We have fostered our relationships with several non-profit community organizations who are involved in delivering weekly and/or monthly programming.  Some of those organizations and educators who provide this input are: Somos Son Un Pueblo Unido (a statewide community-based and immigrant-led organization); The Wheelwright Museum of the American Indian (New Mexico’s oldest non-profit independent museum); Santa Fe Community Foundation; Santa Fe Extension Master Gardeners Project; Santa Fe Community College.

What impact did your key initiatives and partnerships have in your community? Describe any known measurable impact, such as increased awareness, learning or understanding about particular issues. Describe indicators of success, such as connecting people to needed resources or strengthening conversational ties across diverse neighborhoods. Did a partner see an increase in requests for related resources? Please include direct feedback from a partner(s) or from a person(s) served.

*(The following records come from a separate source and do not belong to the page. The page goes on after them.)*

PR #7467, opened 2022-02-08
Support `:breaka[dd]`, `:breakd[el]`, and `:breakl[ist]`

### LINKED ISSUE #7186: Support `:breaka[dd]`, `:breakd[el]`, and `:breakl[ist]`
These allow you to interact with breakpoints

elazarcoh:
It adds support for interacting with breakpoints.

fixes #7186


src/cmd_line/commands/breakpoints.ts
```diff
@@ -0,0 +1,271 @@
...
+    });
+    return vscode.window.showQuickPick(lines).then((selected) => {
+      if (selected) {
+        const [idWithHashtag] = selected.split('\t');
+        const id = parseInt(idWithHashtag.replace('#', ''), 10) - 1;
+        const breakpoint = breakpoints[id] as AnyBreakpoint;
+        if (breakpoint && breakpoint.location !== undefined) {
+          return vscode.window.showTextDocument(breakpoint.location.uri).then(
+            () => {
+              vimState.cursorStartPosition = breakpoint.location.range.start;
```
elazarcoh, line 200: @J-Fields couldn't get it to work while in the same file... Jumping to another file seems to be working.

src/cmd_line/commands/breakpoints.ts
```diff
@@ -0,0 +1,271 @@
...
+}
+
+/**
+ * Add Breakpoint Command
+ */
+type AddBreakpointExpr = { expr: string };
+type AddBreakpointFunction = { function: string };
+type AddBreakpointFile = { line: number; file: string };
+type AddBreakpointHere = 'here';
+type AddBreakpoint =
```
J-Fields, line 22: I'd prefer a discriminated union here (with a `type` string enum). I think
```typescript
if (this.addBreakpoint.type === 'file') {...}
```
is cleaner than custom type guards in cases like this

src/cmd_line/commands/breakpoints.ts
```diff
@@ -0,0 +1,271 @@
...
+
+/**
+ * Delete Breakpoint Command
+ */
+type DelBreakpointById = { id: number };
+type DelAllBreakpoints = 'all';
+type DelBreakpointFunction = { function: string };
+type DelBreakpointFile = { line: number; file: string };
+type DelBreakpointHere = 'here';
+type DelBreakpoint =
```
J-Fields, line 89: Discriminated union, as above

src/cmd_line/commands/breakpoints.ts
```diff
@@ -0,0 +1,271 @@
...
+}
+
+/**
+ * List Breakpoints Command
+ */
+class ListBreakpointsCommand extends ExCommand {
+  public override isRepeatableWithDot: boolean = false;
+
+  async execute(vimState: VimState): Promise<void> {
+    type AnyBreakpoint = vscode.Breakpoint & vscode.SourceBreakpoint & vscode.FunctionBreakpoint;
```
J-Fields, line 175: Isn't this type equivalent to `vscode.Breakpoint`?

src/cmd_line/commands/breakpoints.ts
```diff
@@ -0,0 +1,271 @@
...
+      } = b as AnyBreakpoint;
+      let entry = '';
+      entry += `#${i + 1}\t`;
+      entry += enabled ? '$(circle-filled)\t' : '$(circle-outline)\t';
+      entry += condition ? '$(debug-breakpoint-conditional)\t' : '\t';
+      entry += location ? `${path.basename(location.uri.fsPath)}:${location.range.start.line + 1}` : '';
+      entry += functionName ? `$(debug-breakpoint-function)${functionName}` : '';
+      return entry;
+    });
+    return vscode.window.showQuickPick(lines).then((selected) => {
```
J-Fields, line 192: Is there a reason we don't want to use `await` here?

src/cmd_line/commands/breakpoints.ts
```diff
@@ -0,0 +1,271 @@
...
+        const id = parseInt(idWithHashtag.replace('#', ''), 10) - 1;
+        const breakpoint = breakpoints[id] as AnyBreakpoint;
+        if (breakpoint && breakpoint.location !== undefined) {
+          return vscode.window.showTextDocument(breakpoint.location.uri).then(
+            () => {
+              vimState.cursorStartPosition = breakpoint.location.range.start;
+            },
+          );
+        } else {
+          return;
```
J-Fields, line 204: I think both of these `else` blocks are unnecessary?

src/cmd_line/commands/breakpoints.ts
J-Fields: Hmm... try setting `vimState.cursorStopPosition`?

J-Fields (changes requested):
Thank you! Left a handful of mostly minor comments - I'll need to do another read and some manual testing, but this is looking good.

src/cmd_line/commands/breakpoints.ts
elazarcoh: I've returned the promise, so it's essentially the same. But I'll do it, as it seems you prefer it this way. 👍

src/cmd_line/commands/breakpoints.ts
elazarcoh: Works!

elazarcoh:
Hi,
I resolved all of the issues, I think.

As a general workflow, who should click "Resolve conversation"?

src/cmd_line/commands/breakpoints.ts
elazarcoh: not exactly. but I made it clearer now

J-Fields:
> As a general workflow, who should click "Resolve conversation"?

You can resolve them most of the time - if there's something you're still unsure about (or think I might be unsure about, like if you disagree with a change I suggested), leave it unresolved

Our indicators of success are tied to the number of inquiries we receive via email or telephone.  We entertain suggestions from the audience, answer questions that run the gamut from weather forecasts, to what song we played at a certain show/hour, what topic aired during a particular show, etc.  We gauge the number of show downloads we receive each month and what the website analytics produce.  National companies that administer audience listener surveys are not distributed in our region so our methodology to gather data is varied.  Each year we do note  slight increases in website visits to various parts of our schedule.  

We have been attempting to forge a partnership with an adjacent college to our location and recently have been successful in gaining an intern from that college.  We hope to continue to build upon that relationship.  We have also accepted a journalism intern from a university across the country in the state of Main who will finish up contact hours with us in May 2023.

Please describe any efforts (e.g. programming, production, engagement activities) you have made to investigate and/or meet the needs of minority and other diverse audiences (including, but not limited to, new immigrants, people for whom English is a second language and illiterate adults) during Fiscal Year 2022, and any plans you have made to meet the needs of these audiences during Fiscal Year 2023. If you regularly broadcast in a language other than English, please note the language broadcast.

As mentioned in above in question #2, part of our weekly program delivery includes a half-hour program that is often delivered in Spanish and the subject matter is targeted towards migrants and their rights.  We run public service announcements in Navajo, Spanish and Tewa.  Our news reporters post original news stories throughout the day at the top of the hour and have achieved a robust leads list of state, federal and tribal entities who send in their information for follow-up reports.  Our plans are to seek funding that will help us expand our coverage about the surrounding 8 northern Pueblo nations in northern New Mexico and possibly collaborate with reports from the Navajo Times Newspaper that encompasses Arizona, New Mexico and Utah.

Please assess the impact that your CPB funding had on your ability to serve your community. What were you able to do with your grant that you wouldn't be able to do if you didn't receive it?

Very simply, we were able to continue to operate during and coming out of COVID with the help of CPB funds.  Because we were operating with a skeleton crew for much of the year, we persevered and were able to continue the same level of news reporting and local public affairs programming despite that our underwriting revenue stream was greatly diminished through the laws of supply and demand because of the recovering economy.